Em finais do primeiro semestre, a Assembleia Nacional aprovou, com sentido de urgência, a Lei de Repatriamento de Recursos Financeiros, apesar das críticas da Oposição, que a considerava incompleta. Com a entrada em vigor do diploma, todos os nacionais singulares e colectivos residentes, com recursos ilícitos no exterior, tinham até ao fim deste mês para tratar do respectivo repatriamento. Sob proposta do Governo, a Lei aprovada pelos deputados até parece ter sido desenhada para simplificar ao máximo o processo. As facilidades concedidas são imensas. Entre outros incentivos e benefícios, além da exclusão de quaisquer responsabilidades, incluindo criminais, quem repatriasse de forma voluntária tinha a garantia de ficar com a totalidade dos recursos. A única contrapartida directa para o Estado seria o investimento desses valores em projectos de desenvolvimento económico e social, em condições determinadas pelo titular do poder Executivo.

Ocorre, no entanto, que esses cinco meses de vigência do diploma mostram que, ao contrário do espírito da Lei, a proposta do Governo não foi elaborada necessariamente para facilitar o regresso dos capitais. Apesar de a Lei ter entrado em vigor no dia 26 de Junho, concedendo seis meses para o repatriamento voluntário, até à última semana de Novembro, ninguém estava informado sobre os mecanismos que deveriam ser seguidos pelos eventuais interessados. Só a 28 de Novembro, ou seja, a menos de mês do prazo estabelecido para o repatriamento voluntário é que o Banco Nacional de Angola (BNA) fez sair o instrutivo que orienta a banca sobre os procedimentos. Antes disso, ainda nas primeiras semanas de Novembro, até o próprio governador do BNA, José de Lima Massano, chegou a admitir à Rádio Nacional de Angola que aguardava pela regulamentação da Lei para baixar ordens aos bancos.

Na sua edição desta segunda-feira, 3, o jornal ‘Valor Económico’ fez manchete com o tema, com críticas de responsáveis da Oposição à falta de regulamentação da Lei. E trouxe declarações do vice-Procurador-Geral da República, que também não foram esclarecedoras sobre a possibilidade ou não da aplicação da Lei, sem a devida regulamentação pelo titular do poder Executivo. Mota Liz fez questão de sublinhar, aliás, que nem sequer tinha estudado ainda completamente o diploma. E mais: da parte do Governo houve pronunciamentos contraditórios sobre capitais que já estariam ou não repatriados para contas bancárias em solo angolano.  
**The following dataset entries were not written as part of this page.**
PR #582, opened 2023-10-09
Update creating-a-data-object.md

tsrift:
create() wants array


rubenvanassche:
You're right, thanks!

PR #588, opened 2023-10-12
feat: support multiple transformers and excluding transformers from Eloquent casting

innocenzi:
This pull request is an attempt at solving the use case described in #579. 

It implements two major changes:
- Base classes and properties now support multiple transformers
- Transformers implementing `ExcludeFromEloquentCasts` are ignored during Eloquent casting

Additionally:
- `WithTransformer` can now be applied multiple times.
- `setTransformers` has been added to `DataConfig` for convenience

Note: technically, this pull request contains a breaking change (`DataProperty::$transformer` is now `DataProperty::$transformers`).

Marking as draft because I'm not convinced about this approach.

PR #589, opened 2023-10-12
feat!: add context to transformers

innocenzi:
This pull request is an alternative to https://github.com/spatie/laravel-data/pull/588, which I personally prefer.

Along with also allowing multiple transformers for a class, it adds a context property to the `Transformer` contract, which can be an arbitrary string.

This allows to transform data differently depending on the context (`response`, `eloquent`, a custom context...).

Unfortunately, this is a breaking change if using a custom `Transformer` implementation. I couldn't find a way to implement the feature in a backwards-compatible way.

<details>
<summary>Example</summary>
&nbsp;

Usage:

```php
// In a controller
return SomeData::collection($query->paginate())->transform(context: 'hybridly');
// or
return SomeData::from($data)->transform(context: 'hybridly');
```

App-specific stuff:

```php
// Custom TypeScript Transformer that generates a proper type using `HasOptions`
final class OptionsTransformer extends EnumTransformer
{
    protected function toEnumValue(ReflectionEnumBackedCase $case): string
    {
        if ($case->getEnum()->implementsInterface(HasOptions::class)) {
            return json_encode($case->getValue()->toOption());
        }

        $value = $case->getBackingValue();

        return \is_string($value) ? "'{$value}'" : "{$value}";
    }
}

// Custom Laravel Data transformer for transforming the enum in options
final class OptionsTransformer implements Transformer
{
    public function transform(DataProperty $property, mixed $value, ?string $context = null): null|string|array
    {
        if (!$value instanceof BackedEnum) {
            return null;
        }

        if ($context === 'hybridly' && $value instanceof HasOptions) {
            return $value->toOption();
        }

        return $value->value;
    }
}

// Interface for my enums
interface HasOptions
{
    public function toOption(): array;
}

// Example implementation
enum PilotGrade: string implements HasOptions
{
    case CAPTAIN = 'captain';
    case FIRST_OFFICER = 'first_officer';
    case PILOT = 'pilot';

    public function toHumanReadableString(): string
    {
        return match ($this) {
            static::FIRST_OFFICER => 'First officer',
            static::CAPTAIN => 'Captain',
            static::PILOT => 'Pilot',
        };
    }

    public function toOption(): array
    {
        return [
            'value' => $this->value,
            'label' => $this->toHumanReadableString(),
        ];
    }
}
```

</details>

Concerns:
- `$context` as a `string` might be restrictive, this could be an array or even a dedicated class
- Calling `transform` with the same context everywhere would be repetitive, but this could be attenuated by making the `BaseData` class `Macroable`
- This is a breaking change so we have to wait until v4... :(

### DIFF
--- a/src/Attributes/WithTransformer.php
+++ b/src/Attributes/WithTransformer.php
@@ -6,7 +6,7 @@ use Attribute;
 use Spatie\LaravelData\Exceptions\CannotCreateTransformerAttribute;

Todos esses factos somados conduzem necessariamente às duas hipóteses formuladas atrás. Ou houve precipitação na montagem do diploma, ignorando toda a complexidade envolvente, incluindo os prazos. Ou a Lei foi projectada, sobretudo, como mais um instrumento para viabilizar o castigo selectivo. Concluamos o raciocínio: nenhuma das hipóteses serve verdadeiramente o interesse nacional.